| DATASET EXCERPTS |
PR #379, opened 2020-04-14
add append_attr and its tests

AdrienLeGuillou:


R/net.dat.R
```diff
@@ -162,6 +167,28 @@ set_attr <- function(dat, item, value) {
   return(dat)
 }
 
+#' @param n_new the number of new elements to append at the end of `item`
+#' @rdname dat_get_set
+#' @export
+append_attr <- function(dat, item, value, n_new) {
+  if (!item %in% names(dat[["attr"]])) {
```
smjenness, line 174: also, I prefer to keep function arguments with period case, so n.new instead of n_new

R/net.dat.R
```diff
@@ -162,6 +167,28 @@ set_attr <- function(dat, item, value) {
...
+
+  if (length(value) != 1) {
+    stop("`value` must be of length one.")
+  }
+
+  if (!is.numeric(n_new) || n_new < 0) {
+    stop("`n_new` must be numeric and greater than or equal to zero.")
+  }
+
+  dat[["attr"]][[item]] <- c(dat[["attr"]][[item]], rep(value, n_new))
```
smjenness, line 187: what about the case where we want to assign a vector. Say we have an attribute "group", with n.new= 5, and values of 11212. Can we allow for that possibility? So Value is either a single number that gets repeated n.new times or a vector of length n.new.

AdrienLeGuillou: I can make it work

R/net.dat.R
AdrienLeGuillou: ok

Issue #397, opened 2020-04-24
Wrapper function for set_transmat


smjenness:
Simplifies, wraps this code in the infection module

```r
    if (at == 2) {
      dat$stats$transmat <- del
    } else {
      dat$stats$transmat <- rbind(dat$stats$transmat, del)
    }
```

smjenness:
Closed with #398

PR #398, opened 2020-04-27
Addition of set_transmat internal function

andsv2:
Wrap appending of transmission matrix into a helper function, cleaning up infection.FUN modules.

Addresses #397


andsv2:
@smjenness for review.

...

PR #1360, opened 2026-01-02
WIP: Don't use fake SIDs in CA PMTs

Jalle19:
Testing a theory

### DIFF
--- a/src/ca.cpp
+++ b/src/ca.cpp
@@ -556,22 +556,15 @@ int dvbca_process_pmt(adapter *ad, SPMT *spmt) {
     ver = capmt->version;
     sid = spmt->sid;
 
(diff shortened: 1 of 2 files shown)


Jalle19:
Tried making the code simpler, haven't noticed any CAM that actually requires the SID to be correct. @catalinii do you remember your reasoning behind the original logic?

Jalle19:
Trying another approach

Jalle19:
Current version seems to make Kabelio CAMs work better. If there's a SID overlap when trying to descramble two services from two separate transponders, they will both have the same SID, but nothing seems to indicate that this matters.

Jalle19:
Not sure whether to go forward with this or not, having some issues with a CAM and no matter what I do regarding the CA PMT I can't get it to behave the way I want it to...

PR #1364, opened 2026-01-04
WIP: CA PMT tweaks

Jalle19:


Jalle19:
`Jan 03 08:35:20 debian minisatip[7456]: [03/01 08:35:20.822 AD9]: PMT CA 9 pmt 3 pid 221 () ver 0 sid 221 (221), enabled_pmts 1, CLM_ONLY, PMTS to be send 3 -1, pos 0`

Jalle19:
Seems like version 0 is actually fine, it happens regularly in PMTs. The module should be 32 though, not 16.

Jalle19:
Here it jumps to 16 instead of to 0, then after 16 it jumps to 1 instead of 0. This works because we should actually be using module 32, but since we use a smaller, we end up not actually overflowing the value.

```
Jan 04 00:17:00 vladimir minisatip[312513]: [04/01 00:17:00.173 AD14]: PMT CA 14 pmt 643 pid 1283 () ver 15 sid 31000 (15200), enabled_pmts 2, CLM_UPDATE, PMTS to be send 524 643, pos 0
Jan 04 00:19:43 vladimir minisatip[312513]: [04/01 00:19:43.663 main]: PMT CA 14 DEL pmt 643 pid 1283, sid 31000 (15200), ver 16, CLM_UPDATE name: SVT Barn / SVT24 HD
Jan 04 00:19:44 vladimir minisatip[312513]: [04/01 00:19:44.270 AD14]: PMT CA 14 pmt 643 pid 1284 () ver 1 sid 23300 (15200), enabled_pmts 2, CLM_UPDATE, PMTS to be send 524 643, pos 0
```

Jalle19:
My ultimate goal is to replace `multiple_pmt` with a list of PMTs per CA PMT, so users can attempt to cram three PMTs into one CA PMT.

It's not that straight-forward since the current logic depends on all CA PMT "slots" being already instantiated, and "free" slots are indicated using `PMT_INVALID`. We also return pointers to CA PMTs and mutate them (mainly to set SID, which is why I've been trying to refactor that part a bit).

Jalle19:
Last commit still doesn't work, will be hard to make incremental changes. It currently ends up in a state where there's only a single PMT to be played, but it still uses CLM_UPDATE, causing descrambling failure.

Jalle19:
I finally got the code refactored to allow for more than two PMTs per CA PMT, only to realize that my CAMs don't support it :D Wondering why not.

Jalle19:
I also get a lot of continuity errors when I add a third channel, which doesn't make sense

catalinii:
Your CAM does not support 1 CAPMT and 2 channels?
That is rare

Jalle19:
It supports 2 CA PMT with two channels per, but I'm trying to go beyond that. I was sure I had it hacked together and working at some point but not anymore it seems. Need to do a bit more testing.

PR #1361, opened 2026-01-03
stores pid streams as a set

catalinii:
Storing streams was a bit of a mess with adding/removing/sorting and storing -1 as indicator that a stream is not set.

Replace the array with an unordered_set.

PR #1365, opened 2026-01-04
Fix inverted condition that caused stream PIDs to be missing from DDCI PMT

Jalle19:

| PROBLEM |
Would you print exactly, and only, the lines of the data above from the line with "Last commit still" through the line with "Replace the array with an unordered_set.", inclusive?

| RESPONSE BOX |
Last commit still doesn't work, will be hard to make incremental changes. It currently ends up in a state where there's only a single PMT to be played, but it still uses CLM_UPDATE, causing descrambling failure.

Jalle19:
I finally got the code refactored to allow for more than two PMTs per CA PMT, only to realize that my CAMs don't support it :D Wondering why not.

Jalle19:
I also get a lot of continuity errors when I add a third channel, which doesn't make sense

catalinii:
Your CAM does not support 1 CAPMT and 2 channels?
That is rare

Jalle19:
It supports 2 CA PMT with two channels per, but I'm trying to go beyond that. I was sure I had it hacked together and working at some point but not anymore it seems. Need to do a bit more testing.

PR #1361, opened 2026-01-03
stores pid streams as a set

catalinii:
Storing streams was a bit of a mess with adding/removing/sorting and storing -1 as indicator that a stream is not set.

Replace the array with an unordered_set.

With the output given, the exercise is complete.